(Yes, the long awaited Conspirituality podcast has finally arrived.) Hosted by three former yoga instructors,  Conspirituality Podcast came from the intersection of Covid denialism within the wellness industry. Derek Bere is an American reporter with a history with psychedelics. Mathew Remski is a Canadian cult survivor, and Julian Walker is a musician from South Africa who immigrated to the United States. All three have been a part of the wellness scene, so they speak as discerning former followers.

The tern Conspirituality itself has a shady origin (see episode 123 for their full discussion) but it fits in multiple ways. Wellness influencers peddling conspiracy theories like my products work so well, a super powerful THEY have suppressed all the evidence which is why you can’t find any neutral sources of information to back up my claims.
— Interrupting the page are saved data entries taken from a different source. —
PR #5571, opened 2022-10-20
refactor(switch): convert to typescript - FE-4836

mkrds:
### Proposed behaviour

This PR contains a Switch TypeScript conversion

### Checklist

#### QA

### Testing instructions


src/components/switch/switch.component.tsx
```diff
@@ -0,0 +1,159 @@
...
+import SwitchStyle from "./switch.style";
+import CheckableInput, {
+  CommonCheckableInputProps,
+} from "../../__internal__/checkable-input";
+import SwitchSlider from "./__internal__/switch-slider.component";
+import useIsAboveBreakpoint from "../../hooks/__internal__/useIsAboveBreakpoint";
+import { TooltipProvider } from "../../__internal__/tooltip-provider";
+import { filterStyledSystemMarginProps } from "../../style/utils";
+
+export type LabelAlign = "left" | "right";
```
robinzigmond, line 13: I'm not sure if there's a good reason to export the `LabelAlign` type or not (although I personally don't see one). But if there is, should it not also be exported from `index.ts`?

src/components/switch/switch.style.ts
```diff
@@ -9,9 +9,15 @@ import { StyledCheckableInput } from "../../__internal__/checkable-input/checkab
 import StyledSwitchSlider from "./__internal__/switch-slider.style";
 import StyledValidationIcon from "../../__internal__/validations/validation-icon.style";
 import { FieldLineStyle } from "../../__internal__/form-field/form-field.style";
+import { SwitchProps } from "./switch.component";
```
robinzigmond, line 12: same comment here as in `switch-slider` regarding importing props from the style file to the component file rather than the other way round

robinzigmond (approved):

Parsium (commented):
I noticed for `labelWidth` given though the type in the original `switch.d.ts` has not changed:
```ts
labelWidth?: number;
```
the prop's JS prop type used to allow for strings as well:
```js
labelWidth: PropTypes.oneOfType([PropTypes.number, PropTypes.string]),
```
So even though this is small, this would count as a breaking change for our JavaScript consumers.

src/components/switch/switch.stories.tsx
```diff
@@ -0,0 +1,176 @@
...
+  return (
+    <Switch
+      label="Label"
+      name="switch-name"
+      checked={isChecked}
+      onChange={(e) => setIsChecked(e.target.checked)}
+      {...args}
+    />
+  );
+};
```
Parsium, line 17: Looking at this, in my opinion I think we should render the full source of the story rather than just the output to render.
I understand your reason against this since its expected our consumers would already be fully familiar with React state, but I feel including the state in the snippet is good for completeness, and would be consistent with how our other components, that are controlled by default, are documented.

src/components/switch/switch.stories.tsx
```diff
@@ -0,0 +1,176 @@
...
+      <Switch
+        info={args.validation}
+        label="Example switch (info)"
+        name="switch-info"
+        validationOnLabel={args.validationOnLabel}
+        tooltipPosition={args.tooltipPosition}
+      />
+    </>
+  );
+};
```
Parsium, line 148: Sort of related to this previous comment, I think the use of `Template.bind({})` is fine here, since we don't have any internal state

Parsium (approved):

Parsium:
> I noticed for `labelWidth` even though the type in the original `switch.d.ts` has not changed:
> 
> ```ts
> labelWidth?: number;
> ```
> 
> the prop's JS prop type used to allow for strings as well:
> 
> ```js
> labelWidth: PropTypes.oneOfType([PropTypes.number, PropTypes.string]),
> ```
> 
> So even though this is small, this could count as a breaking change for our JavaScript consumers since we are now generating the prop types from our TypeScript interfaces.

Resolved offline as not as issue 👍🏼

robinzigmond (dismissed):

ZhuoyuJin (dismissed):

ZhuoyuJin (approved):

PR #5574, opened 2022-10-24
refactor(numeral-date): convert files to typescript (FE-4814)

grabkowski:
### Proposed behaviour

### Current behaviour

### Checklist

#### QA

### Testing instructions


src/components/numeral-date/numeral-date.spec.tsx
```diff
@@ -276,47 +309,71 @@ describe("NumeralDate", () => {
...
-            "Year should be a number within a 1800-2200 range.\n"
-        );
-      });
+      describe.each<NumeralDateProps["dateFormat"][]>([
+        [["dd", "mm"]],
+        [["dd", "mm", "yyyy"]],
+      ])(
+        "when the format is set to %o and values are changed to be invalid",
+        (dateFormat) => {
+          it("multiline internal validation matching the format should be rendered", () => {
```
Parsium, line 339: What do you think about splitting this test in two - one for `["dd","mm"]` format and one for the `["dd", "mm", "yyyy"]` format? That way we won't need to add the conditional statements within the test.

Parsium (commented):
I noticed we are using type assertions quite a bit in `numeral-date.component.tsx`. Personally I think we should be avoiding using them where possible since it could mask potential future bugs. What do you think about this here?

src/components/numeral-date/numeral-date.component.tsx
```diff
@@ -83,7 +186,23 @@ const NumeralDate = ({
 
   const refs = useRef(dateFormat.map(() => React.createRef()));
 
-  const [internalMessages, setInternalMessages] = useState({});
+  const [internalMessages, setInternalMessages] = useState<NumeralDateObject>({
+    ...((Object.fromEntries(
+      dateFormat.map((datePart) => [datePart, ""])
+    ) as Partial<FullDate>) as NumeralDateObject),
```
Parsium, line 192: I've tried to have a look to see if there is a way we could avoid using the type assertion for `Object.fromEntries`. However, given the [in-built ES2019 type definition for `Object.fromEntries`](https://github.com/microsoft/TypeScript/blob/c242d4a46b1085718d5607591b013288c9c88f9c/src/lib/es2019.object.d.ts) is the following:

```ts
fromEntries<T = any>(entries: Iterable<readonly [PropertyKey, T]>): { [k: string]: T };
```

This means the type of the object returned by `fromEntries` can only be an **index signature** `[x: string]: string` if the assertion is not used, and not of type:

```ts
type NumeralDateObject = 
| {
   dd: string;
   mm: string;
   yyyy: string;
} | {
   dd: string;
   mm: string;
} | {
   mm: string;
   yyyy: string;
}
```
as we want.

The only way round this would be to declare our own type definition for `Object.fromEntries` in `src/global.d.ts`, similar to [this example](https://dev.to/svehla/typescript-object-fromentries-389c). I would say the benefit to Carbon doing this would be better type safety wherever we use `Object.fromEntries` so we can catch further type bugs, but I'll leave this up to you if you think making this change would be beneficial or just add unnecessary complexity.

src/components/numeral-date/numeral-date.component.tsx
```diff
@@ -103,38 +222,45 @@ const NumeralDate = ({
...
   const [dateValue, setDateValue] = useState({
-    ...(initialValue ||
-      dateFormat.reduce((dateObject, key) => {
-        dateObject[key] = "";
-        return dateObject;
-      }, {})),
+    ...((initialValue ||
+      (Object.fromEntries(
+        dateFormat.map((datePart) => [datePart, ""])
+      ) as Partial<FullDate>)) as NumeralDateObject),
```
Parsium, line 228: Similar to the above two type assertions comments

src/components/numeral-date/numeral-date.component.tsx
```diff
@@ -144,12 +270,14 @@ const NumeralDate = ({
...
 
-  const handleBlur = (datePart) => {
+  const handleBlur = (datePart: DatePart) => {
     const internalValidationEnabled =
       enableInternalError || enableInternalWarning;
     /* istanbul ignore else */
     if (validations[datePart] && internalValidationEnabled) {
-      const errorMessage = validations[datePart](dateValue[datePart])
+      const newDatePart: string =
+        dateValue[datePart as keyof NumeralDateObject];
```
Parsium, line 279: Same as the type assertion comment on `Object.fromEntries`

src/components/numeral-date/numeral-date.component.tsx
```diff
@@ -170,8 +298,13 @@ const NumeralDate = ({
   };
 
   const internalMessage = Object.keys(internalMessages).reduce(
-    (string, key) =>
-      internalMessages[key] ? `${string + internalMessages[key]}\n` : string,
+    (combinedMessage, datePart) =>
+      internalMessages[datePart as keyof NumeralDateObject]
```
Parsium, line 302: Same as the type assertion comment on `Object.fromEntries`

src/components/numeral-date/numeral-date.component.tsx
```diff
@@ -170,8 +298,13 @@ const NumeralDate = ({
...
+        ? `${
+            combinedMessage +
+            internalMessages[datePart as keyof NumeralDateObject]
```
Parsium, line 305: Same as the type assertion comment on `Object.fromEntries`

src/components/numeral-date/numeral-date.component.tsx
```diff
@@ -244,7 +378,7 @@ const NumeralDate = ({
                       disabled={disabled}
                       readOnly={readOnly}
                       placeholder={datePart}
-                      value={dateValue[datePart]}
+                      value={dateValue[datePart as keyof NumeralDateObject]}
```
Parsium, line 381: Same as the type assertion comment on `Object.fromEntries`

src/components/numeral-date/numeral-date.component.tsx
```diff
@@ -83,7 +186,23 @@ const NumeralDate = ({
 
   const refs = useRef(dateFormat.map(() => React.createRef()));
 
-  const [internalMessages, setInternalMessages] = useState({});
+  const [internalMessages, setInternalMessages] = useState<NumeralDateObject>({
+    ...((Object.fromEntries(
+      dateFormat.map((datePart) => [datePart, ""])
+    ) as Partial<FullDate>) as NumeralDateObject),
+  });
```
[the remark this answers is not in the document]
grabkowski: that cannot be done without type assertion, as you'll end up with a type error, you still have to tell the compiler that the resulting object will have the same props as NumeralDateObject

src/components/numeral-date/numeral-date.component.tsx
grabkowski: The assertion is to satisfy the compiler, as the NumeralDateObject has three types of property combinations.

The date part will always be a key of the NumeralDateObject here, as there is no possibility to have an input that has no corresponding property in that object (please look at invariant errors above).

src/components/numeral-date/numeral-date.component.tsx
grabkowski: date part will always be a key of the `NumeralDateObject`, this assertion is here to satisfy the compiler.

src/components/numeral-date/numeral-date.component.tsx
grabkowski: response in the comment above

src/components/numeral-date/numeral-date.spec.tsx
grabkowski: if I do that we'll end up with duplication of more than 30 lines of code instead of one conditional statement. 
Instead of that conditional I could move the expected message into a variable that is passed in the `.each` block, what do you think about that?

Parsium: Sounds good with me 👍🏼

src/components/numeral-date/numeral-date.component.tsx
Parsium: That's a good point given the existing invariant we have 👍🏼

src/components/numeral-date/numeral-date.component.tsx
```diff
@@ -17,23 +17,126 @@ import { TooltipProvider } from "../../__internal__/tooltip-provider";
...
+const incorrectDateFormatMessage =
+  "Forbidden prop dateFormat supplied to NumeralDate. " +
+  "Only one of these date formats is allowed: " +
+  "['dd', 'mm', 'yyyy'], " +
+  "['mm', 'dd', 'yyyy'], " +
+  "['dd', 'mm'], " +
+  "['mm', 'dd'], " +
+  "['mm', 'yyyy']";
+
+const isDayValid = (day: string) => (day ? +day > 0 && +day < 32 : true);
```
edleeks87, line 133: Not a problem for this PR but if we're baking in validations here I wonder why we aren't using `Date` here to check the days are valid for a given month and year 🤷‍♂️ 

```
const isDayValid = (year, month, day) => {
  const computedDay = new Date(`${+year}/${+month}/${+day}`).getDate();
  return computedDay === day;
}
```

src/components/numeral-date/numeral-date.component.tsx
```diff
@@ -17,23 +17,126 @@ import { TooltipProvider } from "../../__internal__/tooltip-provider";
...
+  helpAriaLabel?: string;
+}
+
+const ALLOWED_DATE_FORMATS: ValidDateFormat[] = [
   ["dd", "mm", "yyyy"],
   ["mm", "dd", "yyyy"],
   ["dd", "mm"],
   ["mm", "dd"],
   ["mm", "yyyy"],
 ];
```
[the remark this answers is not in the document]
grabkowski: that would not work here, as the resulting type will be an array of strings, and we need specific values in those arrays

src/components/numeral-date/numeral-date.component.tsx
edleeks87: Yeah was just a comment rather than something I expected you to change here, I'm not convinced it's a breaking change as to me that is a bug in our internal validations but again not a problem for this PR

src/components/numeral-date/numeral-date.component.tsx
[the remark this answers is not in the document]
grabkowski: nevermind, I missed the `as const` in the `ALLOWED_DATE_FORMATS`

Parsium (approved):

edleeks87 (approved):

edleeks87 (approved):

Parsium (approved):

ZhuoyuJin (approved):

src/components/numeral-date/numeral-date.stories.mdx
```diff
@@ -30,164 +31,22 @@ import NumeralDate from "carbon-react/lib/components/numeral-date";
...
-      return (
-        <NumeralDate
-          value={value}
-          onChange={(e) => setValue(e.target.value)}
-          label="Default"
-        />
-      );
-    }}
-  </Story>
+  <Story name="default" story={stories.Default} />
```
Parsium, line 37: I'm happy to approve this change since I agree it makes sense, but wanted to highlight that chromatic will treat this as a new story due to the change in story name.

Parsium (dismissed):

src/components/numeral-date/numeral-date.stories.mdx
grabkowski: I think that we have agreed that we'll be changing the stories during TS refactor

src/components/numeral-date/numeral-date.stories.tsx
```diff
@@ -0,0 +1,143 @@
+import React, { useState } from "react";
+import { ComponentStory } from "@storybook/react";
+import NumeralDate from ".";
+
+export const Default: ComponentStory<typeof NumeralDate> = () => {
```
edleeks87, line 5: If we're going to rename this to `Default` it should not be the controlled implementation, it should be the minimum props required for the component to work. When we remove the support for uncontrolled this will become the default

grabkowski: ok, story name changed

edleeks87 (approved):

edleeks87 (dismissed):

src/components/numeral-date/numeral-date.stories.mdx
```diff
@@ -30,164 +31,22 @@ import NumeralDate from "carbon-react/lib/components/numeral-date";
...
 </Canvas>
 
 ### Uncontrolled
 
 <Canvas>
```
Parsium, line 42:
```suggestion
### Controlled

<Canvas>
```

src/components/numeral-date/numeral-date.stories.mdx
```diff
@@ -30,164 +31,22 @@ import NumeralDate from "carbon-react/lib/components/numeral-date";
...
-          onChange={(e) => setValue(e.target.value)}
-          label="Default"
-        />
-      );
-    }}
-  </Story>
+  <Story name="default" story={stories.Default} />
 </Canvas>
 
 ### Uncontrolled
```
Parsium, line 40:
```suggestion
### Controlled
```

Parsium (dismissed):

edleeks87 (dismissed):

ZhuoyuJin (approved):

Parsium (approved):

edleeks87 (approved):

ZhuoyuJin (approved):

Conspirituality also works as a combination of con artist and spiritualist.

This podcast speaks to a group that I think is larger than most people realize—those who think there is something to alternative medicine, have valid critiques of the medical system, but don’t think that all illness (and by extension the world’s problems) can be solved with meditation and yoga postures. 

Conspirituality does in depth investigations into influencers of the conspiritualist world—yoga masters who were sexual predators, or groups that exploited unpaid or lower paid labor, influencers pushing product that have no science behind them that isn’t paid, and anti-vaxer nonsense. They also examine how ideas spread in the digital age, the weaknesses in our systems that are being exploited. Experts on the show include reporters who have done in depth reporting on high demand groups or misinformation, and academic researchers. A Swan song series of episodes was originally on Patreon then released into the main feed goes into the roots of the Satanic Panic. This looked in depth at Teal Swan, who is an influencer claiming Satanic ritual abuse. Deeper investigation into the roots of satanic abuse allegations lead to books like  Michelle remembers and Courage to Heal. The return of the Satanic panic makes that a highly relevant issue to look into. As a pagan, dismantling how the nonsense was spread and misjustice occurred is timeless. It is necessary to know what happened before to work to prevent it from happening again.

What shocked me is Consprituality has managed to drop a weekly episode since the podcast began in 2020. Every other podcast I have listened to had some sort of season break or hiatus. They also have a weekly Patreon episodes and will do briefs on a specific topic (that can be more than an hour). I think Conspirituality has been able to keep going because of the way the three hosts split up duties. Julian is focused on international politics, conservative Christianity, and white supremacy. Mathew is focused on high demand groups and influencers, while Derek tends to focus on sport and medical research. Not all three host each episode, so they split research, writing, and interview duties. The downside is I had a huge backlist to go through, which is why this review took so long.

Main episodes range from 45 minutes to two plus hours, with an average of a little less than 90 minutes that includes commercials.

Listening can be difficult, because they bust some myths deeply held in the alternative sphere, like the origins of yoga as we know it today from Hindu nationalism. They also unflinchingly analyze the wellness influencer to Qanon pipeline—and talk about the weakness in wellness that lead to the funnel. They also make valid critiques of leftist and progressive spaces in the US. Even the left wing in the USA has an unhealthy individualist streak which makes actually passing legislation and policy difficult. (Although that is another rant). Julian is my favorite, but that might be because I have a hard time telling Mathew and Derek apart by their voice.  

My main critique is their website could use some updating. I wasn’t able to search find specific episodes I was looking for, and scrolling through the list takes forever.  There were some episodes released on the Stitcher feed before Stitcher went bust that I couldn’t find on the website. However, I am not sure if that was because I couldn’t find it or because it isn’t posted on the site. This also makes me feel a little like reading Mother Jones, when I think I need an anti-depressant after one of their deep dives. But I highly recommend this podcast to anyone interested in dismantling conspiracy theories.